NOTE: Although you may be within the limits for a queue, there may not
be any resources of the type you are requesting currently available.
NOTE: An array job cannot have more indexes than the
current max_jobs value otherwise the job will not start.
One thing to note is that 1g nodes have maximum walltime of 336 hours (two weeks), and InfiniBand (hdr and fdr) nodes have maximum walltime of 72 hours (three days). Since the GPUs are only installed on the InfiniBand nodes, any job that asks for a GPU will also be subject to 72-hour limit. The maximum number of simultaneous jobs really depends on how much CPUs and memory you are asking; for example, for 1 node, 10 CPUs and 10 Gb of RAM (what we asked for in our randmatrix job), we can run 500 jobs on 1g nodes (queue name c1_single), but only 25 jobs on InfiniBand nodes (queue name c2_single). This number changes day to day, depending on how busy the cluster is –on busy days, this number is lowered so more people have a chance to run their jobs on Palmetto.
Key Points
Batch jobs don’t require interaction with the user and run on the compute nodes on the background.

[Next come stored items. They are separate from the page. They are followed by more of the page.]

Issue #875, opened 2018-12-10
negative ages/times


chappjc:
Negative times show up in places (e.g. "-21442s since last block").  This seems to happen when the server is in a different time zone than the client.

buck54321:
Just to add a recent observation, because this bug is maybe weirder than we think. I've seen the block timer in the footer be an hour off on a local server when first firing up dcrdata, only to correct itself when the first new block came in.

ZeroASIC:
This was pretty easy to recreate I just sat there and waited for a new block.
https://alpha.dcrdata.org/address/Dsn86fav4tXZnXF1A6L7ngQyF8NWGbHgXqu#list-view

Notice that the Time UTC column changes to NaN-NaN-NaN 
Here's a screen shot
![screenshot_2018-12-18_16-03-11](https://user-images.githubusercontent.com/4195716/50185946-e507ce00-02de-11e9-9c52-ea46c1a0075f.png)

ZeroASIC:
Could this be related to issue #867?  That issue has a screenshot with NaN-NaN-NaN too.

chappjc:
Yes, that's the time issue in https://github.com/decred/dcrdata/issues/876.  It's not clear it is related to this issue, but it's possible.  I suspect Batman is to blame for that one.

ZeroASIC:
I just double checked and the Time Since Last Block was correct on page load, but went negative after about 30 seconds.  Time UTC was still correct this time.

chappjc:
A little debugging of alpha.dcrdata.org in FF:

![image](https://user-images.githubusercontent.com/9373513/50195832-5b6bf680-0306-11e9-97d6-e70ce0b7f250.png)

The client machine's time is about `1545187586`, whereas the `unixTime` fed to `timeSince` should be to the UTC block times (e.g. for block 301975, `"time": 1545187356`).

The input to `timeSince` is clearly incorrect:

`humanize.timeSince(Date.parse(el.dataset.age) / 1000)` in `setAges`.  The value of `el.dataset.age` in that is `"2018-12-19 02:42:36"`, which does not indicate time zone.

`Date.parse` needs to be given time zone information, or it should assume UTC, not local time.

PR #904, opened 2018-12-24
Index.js to stimulus controllers.

buck54321:
Nearly all of the code from index.js can be moved to stimulus controllers. Will also be translating jQuery on the way.


public/js/controllers/tx_controller.js
```diff
@@ -0,0 +1,92 @@
...
+import humanize from '../helpers/humanize_helper'
+
+export default class extends Controller {
+  static get targets () {
+    return ['unconfirmed', 'confirmations', 'formattedAge', 'age', 'progressBar',
+      'ticketStage', 'poolStatus', 'expiryBar']
+  }
+
+  connect () {
+    this.advanceTicketProgress = this._advanceTicketProgress.bind(this)
```
gozart1: Why is .bind(this) being used on controller methods?
Methods declared on the controller class are already scoped to the controller, so it seems redundant to do this. 

Also, what is the leading underscore supposed to indicate?

buck54321: > Methods declared on the controller class are already scoped to the controller

This is not true when used as event callbacks.

```
myFunc () {
    // do stuff
}

myCallback (e) {
    // do stuff
    this.myFunc()
}

connect () {
    globalEventBus.on('BLOCK_RECEIVED', this.myCallback)
}
```
won't work (`Cannot read property 'myFunc' of undefined`).

Typically, I'd just define is as an arrow function in the argument

```
globalEventBus.on('BLOCK_RECEIVED', (e) => {
    // do stuff
})
```

but I can't here because I need to retain a reference for unbinding on disconnect.

I could assign an arrow function to a property in `connect`/`initialize`.

```
connect () {
    this.myFunc = (e) => {
        //do stuff or call class method
    }
    globalEventBus.on('BLOCK_RECEIVED', this.myFunc)
}

disconnect () {
    globalEventBus.off('BLOCK_RECEIVED', this.myFunc)
}
```

But I used bind because I think it's cleaner.

gozart1: Ah right, that makes perfect sense, I think you're taking the right approach then. Thanks for the explanation.

public/js/controllers/time_controller.js
```diff
@@ -1,21 +1,36 @@
...
 
   disconnect () {
     this.stopAgeRefresh()
+    if (this.hasBlocktimeTarget) {
+      globalEventBus.off('BLOCK_RECEIVED', this.processBlock)
+    }
+  }
+
+  _processBlock (blockData) {
+    var block = blockData.block
```
ZeroASIC: block.unixStamp = (new Date(block.time)).getTime() / 1000

public/index.js
```diff
@@ -61,184 +48,9 @@ async function createWebSocket (loc) {
     var newBlock = JSON.parse(event)
     var b = newBlock.block
```
ZeroASIC: I think this line can be removed.

public/index.js
```diff
@@ -61,184 +48,9 @@ async function createWebSocket (loc) {
...
     b.unixStamp = (new Date(b.time)).getTime() / 1000
```
ZeroASIC: This line can either be removed or changed to:
`newBlock.block.unixStamp = (new Date(b.time)).getTime() / 1000`

I'm not completely certain how this object is scoped so if it doesn't carry over to the new functions you added then it needs to be added to those functions instead.  Alternatively it could be changed to:
`newBlock.block.time = (new Date(b.time)).getTime() / 1000`
and just overwrite the timestamp at this point because it doesn't seem to get used as anything but a Unix timestamp.  Then I could change the go daemon to return the Unix timestamp instead of the formatted date that doesn't get used.  In which case the format function would need that multiply by 1000 added back in.

public/js/helpers/humanize_helper.js
```diff
@@ -124,6 +124,12 @@ var humanize = {
       return result
     }
     return Math.floor(seconds) + 's'
+  },
+  formatTxDate: function (stamp, withTimezone) {
+    var d = new Date(stamp)
```
ZeroASIC: This might need to be changed to:
`var d = new Date(stamp) * 1000`

public/index.js
ZeroASIC: I'm testing my proposed changes and so far everything looks good.  The newBlock object is scoped as I expected and `unixStamp` can be replaced by `time`.

ZeroASIC:
Alternatively you could just merge this and I could handle these changes in a different pull request.  This might be slightly broken though.

public/index.js
buck54321: Good call.

public/index.js
buck54321: The formatted time string from the server's `TimeDef` type has direct compatibility with `Date`, so I'd like to leave `block.time` and `block.unixStamp` as separate representations. It doesn't add any appreciable bloat and they both have their uses right now. Further modification of time types would be far-reaching and outside the scope of this PR, but you could roll your own. I would suggest renaming `block.time` to `block.timeDef` or similar to add some clarity. 

There were also some big changes in the time types in #791 not long ago, so there seems to be a tug of war forming and I'm not picking sides yet.

public/js/helpers/humanize_helper.js
buck54321: It seems like this outdated argument name is a holdover from [here](https://github.com/decred/dcrdata/commit/de314ca52fec01026ae08dfef44a56ed838f4909). It should probably be changed to something more accurate for the data type being passed. Maybe something like `timeDef` to mirror the type name server-side?

public/index.js
ZeroASIC: > 
> There were also some big changes in the time types in #791 not long ago, so there seems to be a tug of war forming and I'm not taking a side yet.

Yeah, I'm trying to decide how to resolve it.  As long as you calculate the unix timestamp on this line, then most of the times should kick back in.

explorer/templates.go
```diff
@@ -315,7 +315,7 @@ func makeTemplateFuncMap(params *chaincfg.Params) template.FuncMap {
 		"toLowerCase": func(a string) string {
 			return strings.ToLower(a)
 		},
-		"fetchRowLinkURL": func(groupingStr string, start, end types.TimeDef) string {
+		"fetchRowLinkURL": func(groupingStr string, start, end time.Time) string {
```
buck54321: Note that this is a current bug on master that is preventing any of the time-based block pages (/weeks, /months, etc.) from loading.

ZeroASIC:
I've been testing this up date this afternoon and I think it fixes #875 too.  I don't see anymore negative times.

public/js/controllers/blocklist_controller.js
```diff
@@ -28,4 +35,70 @@ export default class extends Controller {
...
+          let link = document.createElement('a')
+          link.href = `/block/${block.height}`
+          link.textContent = block.height
+          link.classList.add(tr.dataset.linkClass)
+          newTd.appendChild(link)
+          break
+        case 'txs':
+          newTd.textContent = block.tx
+          break
+        case 'voters':
```
gozart1: Would be ideal to have just one label per datum. We already have an annoying discrepancy between the field names used in the go templates and the json api. So maybe these data attributes can stick to one of those field names?

Eg here `Voters` `votes` and `voters` are all labels used to represent the same datum.
If naming was more unified, then many cases of this switch could be handling via a default case of `newTd.textContent = block[dataType]`.

buck54321: That does clean it up a bit. Thank you.

chappjc:
tACK.  @buck54321 anything required to address comments by @ZeroASIC?

ZeroASIC:
> tACK. @buck54321 anything required to address comments by @ZeroASIC?

I think I'm going to make those changes on my own.  They can be marked as resolved and this can be merged in.

buck54321:
That sounds good. I addressed a couple of things that may have also have resolved issues that @ZeroASIC was seeing.

PR #911, opened 2019-01-03
views/home: remove extra white space

chappjc:
This removes unwanted white space in the `"decimalFormat"` html template and in the formatting of the `NEXT TICKET PRICE ESTIMATE` values on the home page.

Before:

image

After:

image

This may have snuck in with https://github.com/decred/dcrdata/pull/893.  The amount selection fix in PR #893 is preserved.

### DIFF
--- a/views/extras.tmpl
+++ b/views/extras.tmpl
@@ -151,21 +151,16 @@
 </footer>
 {{end}}
 
-{{define "decimalParts"}}
-  <div class="decimal-parts d-inline-block">
-    {{if eq (len .) 4}}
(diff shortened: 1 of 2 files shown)


buck54321:
I noticed one other space that might have snuck in earlier. 

image

Otherwise, this tests well on all relevant pages.

chappjc:
Good catch.  I'll put a fix for that in here too.

chappjc:
@buck54321 Turns out that's just a regular space. I replaced it with a `&thinsp;`, but FF does not seem to change space widths correctly for some reason.   It look correct in Chrome though.

PR #916, opened 2019-01-07
Stylesheet cleanup

gozart1:
* customize base theme via bootstrap _.variables.scss when possible
* remove deprecated main.css
* stop importing unused dropdown component styles
* apply border-radius to progress bars via bootstrap "rounded" utility class


chappjc:
tACK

To submit a batch job, users need to provide a PBS script which is passed to the scheduler.
Jobs are assigned to queues, according to the amount of requested resources.
Different queues have different limits on the walltime and the number of parallel jobs.
qstat
allows you to check the status of your jobs.